Given z in latent space (code representation of an image), decode it into the image it represents - referred to as f(z).
class Encoder(nn.Module):
""" This the encoder part of VAE.
"""
def __init__(self, input_dim, hidden_dim, latent_dim, dropout):
""" Init class.
Parameters
----------
input_dim: int
the size of input (in case of MNIST 28 * 28).
hidden_dim: int
the size of hidden dimension.
latent_dim: int
the latent dimension.
dropout: float
the dropout rate (trick for missing data).
"""
super(Encoder, self).__init__()
self.linear = nn.Linear(input_dim, hidden_dim)
self.mu = nn.Linear(hidden_dim, latent_dim)
self.logvar = nn.Linear(hidden_dim, latent_dim)
self.dropout = nn.Dropout(dropout)
def forward(self, x):
# x is of shape [batch_size, input_dim]
hidden = func.relu(self.linear(self.dropout(x)))
# hidden is of shape [batch_size, hidden_dim]
z_mu = self.mu(hidden)
# z_mu is of shape [batch_size, latent_dim]
z_var = self.logvar(hidden)
# z_var is of shape [batch_size, latent_dim]: this is log(var)
return z_mu, z_var
class Decoder(nn.Module):
""" This the decoder part of VAE.
"""
def __init__(self, latent_dim, hidden_dim, output_dim):
""" Init class.
Parameters
----------
latent_dim: int
the latent size.
hidden_dim: int
the size of hidden dimension.
output_dim: int
the output dimension (in case of MNIST it is 28 * 28).
"""
super(Decoder, self).__init__()
self.latent_to_hidden = nn.Linear(latent_dim, hidden_dim)
self.hidden_to_out = nn.Linear(hidden_dim, output_dim)
def forward(self, x):
# x is of shape [batch_size, latent_dim]
hidden = func.relu(self.latent_to_hidden(x))
# hidden is of shape [batch_size, hidden_dim]
predicted = torch.sigmoid(self.hidden_to_out(hidden))
# predicted is of shape [batch_size, output_dim]
return predicted
class VAE(nn.Module):
""" This the VAE, which takes an encoder and a decoder.
"""
def __init__(self, input_dim, hidden_dim, latent_dim, dropout=0):
""" Init class.
Parameters
----------
input_dim: int
the size of input (in case of MNIST 28 * 28).
hidden_dim: int
the size of hidden dimension.
latent_dim: int
the latent dimension.
dropout: float, default 0.1
the dropout rate (trick for missing data).
"""
super(VAE, self).__init__()
self.latent_dim = latent_dim
self.dropout = dropout
self.encorder = Encoder(input_dim, hidden_dim, latent_dim, dropout)
self.decorder = Decoder(latent_dim, hidden_dim, input_dim)
def reparameterization(self, mu, logvar):
# sample a latent vector from the latent space - using the
# reparameterization trick
std = torch.exp(0.5 * logvar)
eps = torch.rand_like(std)
return mu + eps * std
def forward(self, x):
# encode an image into a distribution over the latent space
z_mu, z_var = self.encorder(x)
# sample a latent vector from the latent space - using the
# reparameterization trick
# sample from the distribution having latent parameters z_mu, z_var
x_sample = reparameterization(z_mu, z_var)
# decode the latent vector
predicted = self.decorder(x_sample)
return predicted, {"z_mu": z_mu, "z_var": z_var}
Loss¶
VAE consists of two loss functions:
Reconstruction loss: how well we can reconstruct the image
KL divergence loss: how off the distribution over the latent space is from the prior.
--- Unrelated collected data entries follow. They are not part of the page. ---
PR #73, opened 2026-05-01
perf(dflash): use ggml_swiglu_split for FFN

howard0su:
FFN: Replace separate silu(gate) * up with ggml_swiglu_split(gate, up). This reduces graph nodes from 3059 to 2995 (-64, one per layer) and enables ggml-cuda's MUL_MAT+MUL_MAT+GLU three-way fusion, which merges the gate matvec, up matvec, and SwiGLU activation into a single kernel launch. Saves 192 kernel launches per forward (128 from triple fusion + 64 from node elimination).

Output is bit-identical to the previous separate silu+mul path.


davide221:
Thanks for the contribution Howard 💪

PR #74, opened 2026-05-01
    perf(dflash): GPU argmax for draft tokens, verify + DDTree accept path

howard0su:
Use ggml_argmax 
1. in the draft graph to extract draft_tok on GPU instead of CPU argmax over 248K vocab. In DDTree mode (K=8), full logits are still transferred for extract_draft_topk (real log-probs needed for tree scoring), but draft_tok extraction no longer requires 16 separate CPU argmax passes. 
2. target_tok extraction. Transfers only N×4 bytes (token IDs) instead of N×248K×4 bytes (logits).

draft_logits: 18.4ms → 13.4ms (-5ms, GPU argmax saves CPU work)
accept:       11.1ms →  0.1ms (-11ms, from previous commit)
        - Eliminates 22.8MB GPU→CPU logits transfer per verify step
        - Posterior argmax computed on GPU as part of the compute graph

### DIFF
--- a/dflash/test/test_dflash.cpp
+++ b/dflash/test/test_dflash.cpp
@@ -657,7 +657,11 @@ static bool build_target_step(
     sg.logits = go.logits;
     sg.delta_captures = std::move(go.delta_captures);
     ggml_set_output(sg.logits);
-    ggml_build_forward_expand(sg.gf, sg.logits);
+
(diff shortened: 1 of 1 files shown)


davide221:
Good speed up!

howard0su:
I realized a problem. this change only applies when we don't have top-p and temperature support. we may have to do differently when top-p and temperature is supported later. @davide221

PR #76, opened 2026-05-01
dflash : fix CUDA toolkit include path for C++ sources

pintaric:
## Summary

  `flashprefill.cpp` and `qwen3_0p6b_graph.cpp` include `<cuda_runtime.h>` directly, so the CUDA toolkit headers must be available when compiling the library.

  This adds `find_package(CUDAToolkit REQUIRED)` and exposes `${CUDAToolkit_INCLUDE_DIRS}` to `dflash27b`.

  ## Test

  - `CCACHE_DISABLE=1 cmake --build build --target test_dflash test_flashprefill_kernels -j`


davide221:
@pintaric thanks for the contribution!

Given the prior is a standard Gaussian and the inferred distribution is a Gaussian with a diagonal covariance matrix, the KL-divergence becomes analytically solvable.
class DecodeLoss(object):
def __init__(self, mse=False):
super(DecodeLoss, self).__init__()
self.layer_outputs = None
self.mse = mse
def __call__(self, x_sample, x):
if self.layer_outputs is None:
raise ValueError("The model needs to return the latent space "
"distribution parameters z_mu, z_var.")
z_mu = self.layer_outputs["z_mu"]
z_var = self.layer_outputs["z_var"]
# reconstruction loss
if self.mse:
recon_loss = func.mse_loss(x_sample, x, reduction="sum")
else:
recon_loss = func.binary_cross_entropy(x_sample, x, reduction="sum")
# KL divergence loss
kl_loss = 0.5 * torch.sum(torch.exp(z_var) + z_mu ** 2 - 1.0 - z_var)
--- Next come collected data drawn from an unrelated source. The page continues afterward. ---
PR #78, opened 2026-05-02
bench(pflash): add dual-GPU PFlash phase-split harness

weicj:
# bench(pflash): add dual-GPU PFlash phase-split harness

## Summary

Adds an opt-in harness for running the PFlash prefill phase as a persistent CUDA process, optionally on a separate GPU from later target prefill/generation work.

The harness is intentionally narrow:

- `pflash_daemon` keeps the Qwen3-0.6B PFlash drafter resident;
- `scripts/phase_split_dual_gpu.py` sends counted token IDs to that daemon;
- `--pflash-gpu` selects the CUDA GPU used for the PFlash phase;
- reports record compressed token/text outputs, PFlash timing, and GPU resource peaks.

PFlash is a prefill-side optimization. This harness measures the PFlash/prefill phase and writes the compressed prompt artifact; it does not measure or modify decode.

## Motivation

PFlash is most useful when a long source prompt can be compressed before target prefill. For long-context experiments, the PFlash phase benefits from being isolated as a resident CUDA worker: the drafter load cost is separated from per-request compression time, and the PFlash GPU role can be measured independently.

This gives maintainers and contributors a small reproducible surface for PFlash phase-split experiments: load the drafter once, compress prompts repeatedly, and inspect timing plus resource use from generated JSON/Markdown reports.

## Before / After

Before this change, PFlash experiments did not have a dedicated phase-split harness. Compression timing could be mixed with drafter startup or later target work, and there was no standard way to pin only the PFlash phase to a selected CUDA GPU while recording its resource use.

After this change, the PFlash drafter can stay resident in `pflash_daemon`, repeated prompts can be compressed through the same path, and each run emits compressed prompt artifacts plus timing/resource reports for the PFlash phase.

Local capacity evidence from the motivating phase-split prototype on two 22GB RTX 2080 Ti GPUs:

| setup | observed passing source context | compressed context | pass condition |
|---|---:|---:|---|
| single-GPU/co-resident PFlash + target | 24,573 tokens | 1,309 tokens | NIAH key/answer retained and target output matched |
| dual-GPU phase split | 196,605 tokens | 9,949 tokens | NIAH key/answer retained and target output matched |
| dual-GPU phase split | 229,365 tokens | 11,573 tokens | NIAH key/answer retained and target output matched |
| dual-GPU phase split | 262,125 tokens | 13,229 tokens | NIAH key/answer retained and target output matched |

The 262K case is about 10.7x the observed single-GPU/co-resident passing source context in this sweep. It is the largest passing point from this local run, not a claimed universal limit. This PR keeps the upstream patch focused on the PFlash-side harness that makes this kind of capacity testing reproducible.

## Why This Is Useful

- PFlash compression can be benchmarked as its own prefill-side phase.
- The drafter load cost is separated from per-request compression time.
- The PFlash phase can be pinned to a specific CUDA GPU with `--pflash-gpu`.
- Reports include source token count, compressed token count, compression ratio, PFlash tok/s, and GPU resource peaks.
- Synthetic NIAH prompts can check whether a known key/answer survives compression.
- Real prompt files or stdin can be compressed through the same daemon path.

## What Changed

- Added `test/pflash_daemon.cpp`.
  - Loads the Qwen3-0.6B PFlash drafter once.
  - Accepts `compress <keep_x1000> <lookahead> <chunk> <pool> <counted_ids.bin>` over stdin.
  - Streams compressed token IDs through the existing int32 sentinel protocol.
- Added `scripts/phase_split_dual_gpu.py`.
  - `bench-niah` builds synthetic prompts and records key/answer retention after compression.
  - `run-prompt` compresses file/stdin prompts.
  - Reports JSON/Markdown summaries and GPU monitor output for the PFlash phase.
- Added the `pflash_daemon` CMake target.
- Documented the harness in `docs/SPEC_PREFILL.md`.

## Validation

- Build: `pflash_daemon` builds locally.
- Script check: `phase_split_dual_gpu.py` passes Python syntax checks.

### DIFF
--- a/dflash/CMakeLists.txt
+++ b/dflash/CMakeLists.txt
@@ -162,6 +162,14 @@ elseif (CMAKE_CXX_COMPILER_ID STREQUAL "MSVC")
      )
 endif()
 
+# PFlash phase-split harness
+
+if(EXISTS "${CMAKE_CURRENT_SOURCE_DIR}/test/pflash_daemon.cpp")
+    add_executable(pflash_daemon test/pflash_daemon.cpp)
+    target_include_directories(pflash_daemon PRIVATE ${CMAKE_CURRENT_SOURCE_DIR}/src)
+    target_link_libraries(pflash_daemon PRIVATE dflash27b ggml ggml-cuda)
+endif()
+
 # ─── Tests (numerics vs oracle) ────────────────────────────────────
 
 option(DFLASH27B_TESTS "Build numerics tests" ON)
--- a/dflash/docs/SPEC_PREFILL.md
+++ b/dflash/docs/SPEC_PREFILL.md
@@ -51,6 +51,51 @@ DFLASH_FP_PROFILE=1    # log mean/score/select/forward stage timings
 
 See `src/flashprefill.h` for the full list and defaults.
 
+## Dual-GPU PFlash phase split
+
+PFlash targets the prefill side of long-context requests. The dual-GPU phase
+split harness is an opt-in benchmark/runtime path for measuring the PFlash
+prefill phase as its own resident CUDA process:
+
+- `pflash_daemon` keeps the Qwen3-0.6B PFlash drafter resident.
+- `scripts/phase_split_dual_gpu.py` sends counted token IDs to the daemon.
+- `--pflash-gpu` selects the CUDA GPU used for the PFlash phase.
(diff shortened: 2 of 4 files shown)


davide221:
Thanks for this great contribution @weicj it is the right direction

PR #230, opened 2019-10-25
set implementation

Eric-Le-Ge:
Implements the Set data type in P
An example of its usage can be found in test program at Tst/RegressionTests/Feature4DataTypes/Correct/SetImpl/SetImpl.p


Src/Pc/CompilerCore/Parser/PParser.g4
```diff
@@ -143,6 +144,7 @@ statement : LBRACE statement* RBRACE                      # CompoundStmt
           | CONTINUE SEMI                                 # ContinueStmt
           | lvalue ASSIGN rvalue SEMI                     # AssignStmt
           | lvalue INSERT LPAREN expr COMMA rvalue RPAREN SEMI # InsertStmt
+		  | lvalue INSERT LPAREN rvalue RPAREN            # AddStmt
```
ankushdesai: @Eric-Le-Ge Is there a missing `SEMI` in the end?

PR #237, opened 2019-11-21
String type

Eric-Le-Ge:
Implementation of String Type.


Src/CoyoteRuntime/Values/PrtString.cs
```diff
@@ -0,0 +1,110 @@
...
+                return false;
+            }
+
+            return obj is PrtString other && Equals(other);
+        }
+
+        [MethodImpl(MethodImplOptions.AggressiveInlining)]
+        public IPrtValue Clone()
+        {
+            return this;
```
ankushdesai: Shouldnt this be new PrtString(this.val)?

Src/PSharpRuntime/Values/PrtString.cs
```diff
@@ -0,0 +1,110 @@
+﻿using System;
```
ankushdesai: This file should not be around? The folder PSharpRuntime is deleted.

Src/CoyoteRuntime/Values/PrtString.cs
Eric-Le-Ge: since P strings are not mutable sharing a pointer should be fine

Src/PSharpRuntime/Values/PrtString.cs
Eric-Le-Ge: Yes, I'll delete this

Src/CoyoteRuntime/Values/PrtString.cs
ankushdesai: Agreed!

PR #240, opened 2019-12-04
upgrade coyote

pdeligia:
@ankushdesai this PR updates P to Coyote `rc7` which introduces typed transitions for state machines: `RaiseEvent`, `GotoState`, `PushState` and `PopState` all now return a `Transition` (accordingly for a monitor). I am using the same approach that you do for monitors to handle these at the top level handlers and return back the transition. This is most likely the last major API change in Coyote as we are trying to polish and stabilize the APIs.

return recon_loss + kl_loss
Training¶
We’ll train the model to optimize the losses using Adam optimizer.
def prepare_pred(y_pred):
y_pred = y_pred[:3]
y_pred = y_pred.reshape(-1, 28, 28)
y_pred = np.asarray([ndimage.zoom(arr, 5, order=0) for arr in y_pred])
y_pred = np.expand_dims(y_pred, axis=1)
y_pred = (y_pred / y_pred.max()) * 255
return y_pred
def sampling(signal):
""" Sample from the distribution and generate a image.
"""
device = signal.object.device
model = signal.object.model
board = signal.object.board
# sample and generate a image
z = torch.randn(1, model.latent_dim).to(device)
# run only the decoder
reconstructed_img = model.decorder(z)
img = reconstructed_img.view(28, 28).detach().numpy()
# display result
img = ndimage.zoom(img, 5, order=0)
img = np.expand_dims(img, axis=0)
img = np.expand_dims(img, axis=0)
img = (img / img.max()) * 255
board.viewer.images(
img,
opts={
"title": "sampling",
"caption": "sampling"},
win="sampling")
model = VAE(input_dim=(28 * 28), hidden_dim=128, latent_dim=20, dropout=0.5)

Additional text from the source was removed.